By Shannon Kelly
We are all made up of stories. No matter what they are, some of our stories contain more conflict than one hero should have to face on their journey. The stresses of college can pile on and, at times, it may seem overwhelming.
Author Josh Rivedal, through his lecture entitled “The i’Mpossible Project: How to Live Mentally Well and Crush it in College,” continued the dialogue on mental health. He interspersed his talk with personal anecdotes, bringing his story to life by sharing it with students in the library auditorium on Thursday, Oct. 22.
Having battled depression and thoughts of suicide, Rivedal aims to engage others so that they don’t feel so alone. He spoke of the moment during a conversation when someone says, “No kidding, me too — so I’m not alone.” He wants people to feel that connection so that they can get the help they need.
“I need to help other people to feel whole again,” Rivedal said.

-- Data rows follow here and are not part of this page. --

PR #1785, opened 2022-09-25
Add print flag to hf iclass encode

natesales:
Adds a `--print` flag to display encoded iCLASS blocks instead of writing them.

### DIFF
--- a/CHANGELOG.md
+++ b/CHANGELOG.md
@@ -3,6 +3,7 @@ All notable changes to this project will be documented in this file.
 This project uses the changelog in accordance with [keepchangelog](http://keepachangelog.com/). Please use this to write notable changes, which is not the same as git commit log...
 
 ## [unreleased][unreleased]
+ - Added print flag to `hf iclass encode` (@natesales)
  - Added `hf 15 eview` and `hf 15 esave` - Retrieve emulator image for ISO15693 simulation (@markus-oehme-pg40)
  - Changed `hf 15 sim` - now supports reader writes (@markus-oehme-pg40)
  - Added `hf 15 eload` - specify memory image for ISO15693 simulation (@markus-oehme-pg40)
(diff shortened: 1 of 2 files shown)


iceman1001:
Interesting...
the purpose of the command is to write to a card.  
there is no meaning to the command to look at encoded data.

From a user perspective,  and you want to look at how different encoded data is being produced,  maybe make its own command.   I don't commands being hijacked for different purposes,

natesales:
What would you suggest? Viewing encoded data uses much of the same code as writing it to a card, so would it make more sense to extract the encoding part of CmdHFiClassEncode to a new function and calling it in a new command in addition to "hf iclass encode"?

iceman1001:
In the end I see no use for this functionality.  If you need the encoded data,  for what?  Not going to help you with anything if you not going to use it with another software,   which means that software needs to be improved.

natesales:
This is useful so you can modify the encoded iCLASS blocks before writing them to a card, or save them to a file and emulate on the proxmark. Currently there isn't a way to emulate an arbitrary encoded iCLASS credential without writing it to a card, reading it, then emulating the dump from the card (which of course doesn't preserve immutable fields like the CSN).

iceman1001:
Let me decompose your suggetions.  First the specific command purpose is to write encrypted encoded data to picopass tags.

- These blocks are encrypted,  there  is no way you "modify" them as is.  
- Save them to file?  That sounds like a whole different command to me.
- Simulation of the encrypted credentials is a interesting concept but you would need more that those blocks to do so, and that would mean you would have a different command for it.

As I see it,  we use the "-v"  verbose flag to print out things of interest,   which would follow how the client is designed today.
The command would still encode the data and print what it wrote.  



To summarize,  
- I see  "Simulate Encoded credentials"  as a new command
- I see  "-v verbose mode"  to print out the encoded data and still write to tag.

iceman1001:
Closing, 

I look at making a verbose and the command already prints the output.   This PR will change the command to be something different.

PR #1787, opened 2022-09-29
Removed Duplicates from default dictonaries.

amec0e:
Was looking through the default dict as I felt I might need it soon and noticed some duplicates. So I thought I'd make a PR

t55xx_default_pwds - L73 same as L152 and L13 same as L42.
mfc_default_keys - L550 same as L1544, L548 same as L1550 and L632 same as L1749


iceman1001:
Good catch!
seems like there has been duplicates added..

amec0e:
Not a problem at all, it happens. I did not edit the change log as I was not sure if it was change log worthy, nonetheless happy to help 😄

PR #1788, opened 2022-09-29
Adds Uruguay transport system key

elcuervo:
Adds the shared key between all the cards in the Transport system of Montevideo, Uruguay


iceman1001:
Thanks!

PR #1789, opened 2022-09-30
Removed another duplicate

amec0e:
Good catch on the last duplicate I missed, due to the comments next to the key it went under the radar. After removing all the comments in a notepad I double checked and there was one more we missed.

L628 same as L1747


iceman1001:
good catch indeed,  
and here I was sure my `sort xxx.dic | uniq -c | sort -r`    would have given me the duplicates but no..

PR #1792, opened 2022-10-05
Clean up of t55xx_default_pwds

amec0e:
Removed 1 whitespace, grouped some keys, uppercased keys and moved line comments to above the keys. Duplicate checked after and all is good, just another little spring clean (wasn't much I'll admit that)


iceman1001:
Always good to have unified text files in style

PR #1802, opened 2022-10-27
Fixed "Residency Permit" Output

noahclements:
Bug discovered while scanning Swedish Residency Permit, resulted in document type of "German Residency Permit". Fixed for better accuracy.

Signed-off-by: Noah Clements <noah.clements@unb.ca>


iceman1001:
... more a textual fix than a bug,  but nevertheless it a good catch!

PR #1805, opened 2022-10-31
Modified logic to also try key B on MF cards.

jmichelp:
In configurations where keyA is unknown but ACLs are configured to allow all blocks to be read by keyB the command `hf mf dump` was failing. This commit attempts to fix this behavior by trying keyA first and swapping for keyB if half of the allowed tries failed.


iceman1001:
I pushed a fix for that

PR #1806, opened 2022-11-04
Fix prolematic return codes in mifare.

jmichelp:
Parts of the code returned positive values for error codes, which could result in the client exiting (return value 2).


iceman1001:
Great catches.   There are some more places where return codes doesnt follow our new prefered ways with PM3_SUCCESS / PM3_Exxxxx codes.

PR #1807, opened 2022-11-05
Add hf mf gload, ggetblk, gsetblk

DidierA:
Adds commands to load dump file to Magic Gen4 GTU cards.


iceman1001:
Great contribution,   nicely coded too.  +1

PR #1811, opened 2022-11-13
hf mf gview, gload : 2x speed

DidierA:
on Gen4 GTU cards, a select was made before each read or write command.
This commit adds a flag parameter to the read and write commands,
and gload and gview commands use this flag to tell when to select and end.

The trace buffer also contains the complete operation instead of the last
blokc read/write.

Speed gain:
`time ./proxmark3 -p /dev/ttyACM0 -c 'hf mf gview --4k'`
before: about 20s, now: about 7s

`time ./proxmark3 -p /dev/ttyACM0 -c 'hf mf gload --4k -f ../../../dumps/4k.bin'`
before: about 23s, now: about 10s


iceman1001:
Interesting, My guess is the 2 second timeout for each call which was the culprit for the slowness.

armsrc/mifarecmd.c
```diff
@@ -2684,63 +2684,125 @@ void MifareGen3Freez(void) {
...
     BigBuf_free();
 }
 
-void MifareG4WriteBlk(uint8_t blockno, uint8_t *pwd, uint8_t *data) {
-    iso14443a_setup(FPGA_HF_ISO14443A_READER_LISTEN);
-    clear_trace();
-    set_tracing(true);
+void MifareG4WriteBlk(uint8_t blockno, uint8_t *pwd, uint8_t *data, uint8_t workFlags) {
+    bool setup = workFlags & MAGIC_INIT & 0xFF ;
+    bool  done = workFlags & MAGIC_OFF  & 0xFF ;
```
iceman1001, line 2760: you extracting the flag here?

The following style is our preferred way 
```
bool setup = ((workFlags & MAGIC_INIT) == MAGIC_INIT):
```

DidierA: done.
While doing this, I noticed the led on/off pattern may not be consistent with other functions, is there a note defining what each led is assigned to, when to switch on/off each led?

iceman1001: yeah,   the LED is not unified across all different device side commands.   Feel free to contribute

PR #1813, opened 2022-11-16
hf_mfu_next.lua - new script for quickly modifying the DT NeXT/xNT implant (NTAG216)

flamebarke:
Signed-off-by: flamebarke <39644720+flamebarke@users.noreply.github.com>


iceman1001:
If you add a line in the CHANGELOG fle,     

Normally,  I am not fond of ASCII as input to passwords etc,  since we use bytes everywhere else but since it's a lua script. 

I notice there is no verification that you are operating on a NTAG216 before,  but blindly run the commands. 
Maybe something to improve in next version?

pcunning:
Makes more sense to name this hf_mfu_ntag since that is the chip line. It would also be nice to support the different sizes.

flamebarke:
> If you add a line in the CHANGELOG fle,
> 
> Normally, I am not fond of ASCII as input to passwords etc, since we use bytes everywhere else but since it's a lua script.
> 
> I notice there is no verification that you are operating on a NTAG216 before, but blindly run the commands. Maybe something to improve in next version?

> It would also be nice to support the different sizes.

No worries, when I have a bit of time I will update the script to have a validation check, include 213/215 and change the password input from ascii to hex.

iceman1001:
the renaming,  good catch @pcunning  ,   yeah   should definite be renamed, a simple thing,   can be done after a merge too.

flamebarke:
> the renaming, good catch @pcunning , yeah should definite be renamed, a simple thing, can be done after a merge too.

I've renamed the script to `hf_mfu_ntag`, and added in a line to the changelog. I'll do an update in the future on v1.0.1 and add in the recommended changes.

Sophomore English major Kristen Capano came to the lecture with the expectation of learning how to deal with some of the anxieties that come from being a college student. But she left with so much more.
Those dealing with mental illnesses, specifically depression, can move on from their past and create a happier life,” Capano said. “Josh is an example of that, and therefore, an inspiration. This encouraged me to keep fighting (through) my own mental health (struggles) and to help others do the same.”
That is what Rivedal hopes for. What he found worked best in his own life is for people to be mentors to one another.
“It’s about gift-giving, giving of yourself, giving a little extra,” he said.
Everyone can be called to be a mentor, as each story is unique and anyone can benefit from a simple conversation. It is important to be vocal about needing help, as that is the only way to get help, Rivedal said.
“I think my biggest takeaway from this talk was how important it is to be able to ask for and accept help when you need it,” said Kerry Graziano, a junior special education and English double major. “Josh’s talk reminded me that it’s OK to not be OK. Everyone is fighting unique battles and ultimately trying their best, and that’s what really matters.”
Talking it out with people is just one of the many tools that Rivedal includes in his “resiliency hand box,” which can be drawn upon in order to “be able to bounce and not break.”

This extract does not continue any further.